═══ SOURCE MATERIAL ═══
PR #1158, opened 2025-06-13
Update OIDs registered in the CBDB kernel to unused_oids

jiaqizho:
For the PAX extension, because some AM callback logic is hardcoded in the AO/AOCS table, we have to register 7047 as AM OID in CBDB, so that CBDB can checkout the table am is is PAX.

But `unused_oids` does not know this behavior, so the current commit adds an `excluded_oids` array, which is used to record OIDs that are only registered in the kernel but not registered in the pg_catalog.

Fixes #ISSUE_Number

### Type of Change
- [ ] Documentation update

### Test Plan

### Impact

**Performance:**

**User-facing changes:**

**Dependencies:**

### Checklist

### CI Skip Instructions

---

### DIFF
--- a/src/include/catalog/unused_oids
+++ b/src/include/catalog/unused_oids
@@ -28,9 +28,21 @@ chdir $FindBin::RealBin or die "could not cd to $FindBin::RealBin: $!\n";
 use lib "$FindBin::RealBin/../../backend/catalog/";
 use Catalog;
 
+# Some of OIDs register in CBDB kernel
+my @excluded_oids = (
+    # ex.
+    # 4, 5           # excluded single OID
+    # 10000..10050   # excluded range OIDs
+
+    7047             # PAX AM ID
+);
+
 my @input_files = (glob("pg_*.h"), glob("gp_*.h"));
 
 my $oids = Catalog::FindAllOidsFromHeaders(@input_files);
+
+# Push the excluded OIDs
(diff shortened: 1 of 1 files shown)


jiaqizho:
@gongxun0928

src/include/catalog/unused_oids
```diff
@@ -28,10 +28,22 @@ chdir $FindBin::RealBin or die "could not cd to $FindBin::RealBin: $!\n";
 use lib "$FindBin::RealBin/../../backend/catalog/";
 use Catalog;
 
+# Some of OIDs register in CBDB kernel
+my @excluded_oids = (
+    # ex.
+    # 4, 5           # excluded single OID
+    # 10000..10050   # excluded range OIDs
+
+    7047             # PAX AM ID
```
gfphoenix78, line 37: It's highly recommend to extract the oid value from header file `#define PAX_TABLE_AM_OID 7047` in contrib/pax_storage/src/cpp/comm/pax_rel.h.

gfphoenix78: The file `src/include/catalog/duplicate_oids` also hard-coded the oid of pax table am.

yjhjstz: we can impl function like `FindAllOidsFromHeaders`

PR #1163, opened 2025-06-16
Reject zero-column table creation with AO column storage

### LINKED ISSUE #1055: [Bug] AO column table can't process zero-column table
### Apache Cloudberry version

main branch, with cassert

### What happened

```sql
set default_table_access_method = ao_column;
create table t1();
create index on t1 using btree ((1)); -- assert fail

insert into t1 default values;
select * from t1;

delete from t1;
select * from t1;

insert into t1 default values;
select * from t1;
```

The above query will crash.

The above query should has the same behavior as heap tables.

### How to reproduce

```sql
set default_table_access_method = ao_column;
create table t1();
create index on t1 using btree ((1)); -- assert fail

insert into t1 default values;
select * from t1;

delete from t1;
select * from t1;

insert into t1 default values;
select * from t1;
```

### Operating System

no spec

### Anything else

_No response_

### Code of Conduct

yjhjstz:
Creating a table with AO columnar storage and no columns is not supported. This patch adds an explicit check in DefineRelation() to throw an error when such a case is encountered. This ensures users receive a clear error message rather than encountering undefined behavior.

Also adds a regression test under misc_jiras to verify the behavior.

Fixes #1055

### Type of Change
- [ ] Documentation update

### Test Plan

### Impact

**Performance:**

**User-facing changes:**

**Dependencies:**

### Checklist

### CI Skip Instructions

---

### DIFF
--- a/src/backend/commands/tablecmds.c
+++ b/src/backend/commands/tablecmds.c
@@ -1038,6 +1038,15 @@ DefineRelation(CreateStmt *stmt, char relkind, Oid ownerId,
 	/* Greenplum specific code */
 	if (list_length(schema) == 0)
 	{
+		/*
+		 * Issue #1055: AO column storage not supported for zero-column tables,
+		 * report error.
+		 */
+		if (accessMethodId == AO_COLUMN_TABLE_AM_OID)
+			ereport(ERROR,
+				(errcode(ERRCODE_FEATURE_NOT_SUPPORTED),
+				 errmsg("AO column storage is not supported for zero-column tables")));
+
 		elogif(Gp_role == GP_ROLE_DISPATCH, LOG,
 			   "creating a table with no columns.");
 
@@ -6849,6 +6858,13 @@ ATRewriteTables(AlterTableStmt *parsetree, List **wqueue, LOCKMODE lockmode,
 			else
 				NewAccessMethod = OldHeap->rd_rel->relam;
 
+			if (OldHeap->rd_rel->relnatts == 0 && NewAccessMethod == AO_COLUMN_TABLE_AM_OID)
+			{
+				ereport(ERROR,
+						(errcode(ERRCODE_FEATURE_NOT_SUPPORTED),
+						 errmsg("cannot rewrite empty table \"%s\" as an AO columnar table",
+								RelationGetRelationName(OldHeap))));
+			}
 			/*
 			 * Select persistence of transient table (same as original unless
 			 * user requested a change)
--- a/src/test/regress/sql/misc_jiras.sql
+++ b/src/test/regress/sql/misc_jiras.sql
@@ -70,3 +70,12 @@ from gp_dist_random('gp_distribution_policy') where localoid = 't2_17271'::regcl
 drop table t_17271;
 drop table t1_17271;
 drop table t2_17271;
+
+-- Github Issue 1055
+-- AO column storage not supported for zero-column tables
+create table t_1055() using ao_column;
+
+-- This should fail because the table is empty and AO column storage is not supported for zero-column
+create table t1_1055() using ao_row;
+alter table t1_1055 set access method ao_column;
+
--- a/src/test/regress/expected/misc_jiras.out
+++ b/src/test/regress/expected/misc_jiras.out
@@ -113,3 +113,13 @@ from gp_dist_random('gp_distribution_policy') where localoid = 't2_17271'::regcl
 drop table t_17271;
 drop table t1_17271;
 drop table t2_17271;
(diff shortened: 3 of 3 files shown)


my-ship-it (approved):

gfphoenix78:
I have two concerns about the issue:
1. What's the behavior if we drop the aocs table to zero column?
2. Is it possible to convert other type of table with zero column to aocs table?

yjhjstz:
> 1. table to zero column

can you provide sql ?

avamingli:
> > What's the behavior if we drop the aocs table to zero column?
> > Is it possible to convert other type of table with zero column to aocs table?
> 
> @gfphoenix78 can you provide sql ?

create a table with one column, then drop the column.

Same concern, create a table with zero column is valid in Postgres/GPDB.

avamingli:
> > What's the behavior if we drop the aocs table to zero column?
> > Is it possible to convert other type of table with zero column to aocs table?
> 
> @gfphoenix78 can you provide sql ?

create a table with one column, then drop the column.

Same concern, create a table with zero column is valid in Postgres/GPDB.

> > > What's the behavior if we drop the aocs table to zero column?
> > > Is it possible to convert other type of table with zero column to aocs table?
> > 
> > 
> > @gfphoenix78 can you provide sql ?
> 
> create a table with one column, then drop the column.
> 
> Same concern, create a table with zero column is valid in Postgres/GPDB.

Designed to be valid.
https://www.postgresql.org/docs/14/sql-createtable.html


> Zero-Column Tables
PostgreSQL allows a table of no columns to be created (for example, CREATE TABLE foo();). This is an extension from the SQL standard, which does not allow zero-column tables. Zero-column tables are not in themselves very useful, but disallowing them creates odd special cases for ALTER TABLE DROP COLUMN, so it seems cleaner to ignore this spec restriction.

yjhjstz:
> Is it possible to convert other type of table with zero column to aocs table?

[fec6f10](https://github.com/apache/cloudberry/pull/1163/commits/fec6f104a64fe7fad6ad0743118ca05df0ac66bd) try to reject , if agreed, then I will add related testcase.

gfphoenix78:
> > > What's the behavior if we drop the aocs table to zero column?
> > > Is it possible to convert other type of table with zero column to aocs table?
> > 
> > 
> > @gfphoenix78 can you provide sql ?
> 
> create a table with one column, then drop the column.
> 
> Same concern, create a table with zero column is valid in Postgres/GPDB.

Yes. The normal table with columns may drop columns one by one, until to have no column.

This PR only disallow aocs table to create a zero-column table, but we may still have zero-column table in other table storage. `ALTER TABLE ... SET ACCESS METHOD` may convert other table storage to aocs, which is also invalid.

src/backend/commands/tablecmds.c
```diff
@@ -1047,6 +1047,15 @@ DefineRelation(CreateStmt *stmt, char relkind, Oid ownerId,
...
 			policy = createRandomPartitionedPolicy(policy->numsegments);
+
+		/*
+		 * Issue #1055: AO column storage not supported for zero-column tables,
+		 * report error.
+		 */
+		if (accessMethodId == AO_COLUMN_TABLE_AM_OID)
+			ereport(ERROR,
+				(errcode(ERRCODE_FEATURE_NOT_SUPPORTED),
+				 errmsg("AO column storage is not supported for zero-column tables")));
```
gfphoenix78: The error message should appear before the line 1041 to suppress the message "creating a table with no columns.".

src/test/regress/sql/misc_jiras.sql
```diff
@@ -70,3 +70,8 @@ from gp_dist_random('gp_distribution_policy') where localoid = 't2_17271'::regcl
 drop table t_17271;
 drop table t1_17271;
 drop table t2_17271;
+
+-- Github Issue 1055
+-- AO column storage not supported for zero-column tables
+set default_table_access_method = ao_column;
```
gfphoenix78: Please add more test cases here:
1. `alter table ... drop column ...` to drop columns one by one until to zero-column.
2. `alter table ... set access method` from other type of table storage to aocs.

yjhjstz: > drop columns one by one until to zero-column

wild to reject drop column to zero ?

src/backend/commands/tablecmds.c
yjhjstz: done

yjhjstz:
close due to `wild to reject drop column to zero `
═══
TASK ITEM: Each line from the first line of the entries up to and including the line containing "For the PAX" should be transcribed exactly, with all other lines left out.

OUTPUT OF THE EXERCISE:
PR #1158, opened 2025-06-13
Update OIDs registered in the CBDB kernel to unused_oids

jiaqizho:
For the PAX extension, because some AM callback logic is hardcoded in the AO/AOCS table, we have to register 7047 as AM OID in CBDB, so that CBDB can checkout the table am is is PAX.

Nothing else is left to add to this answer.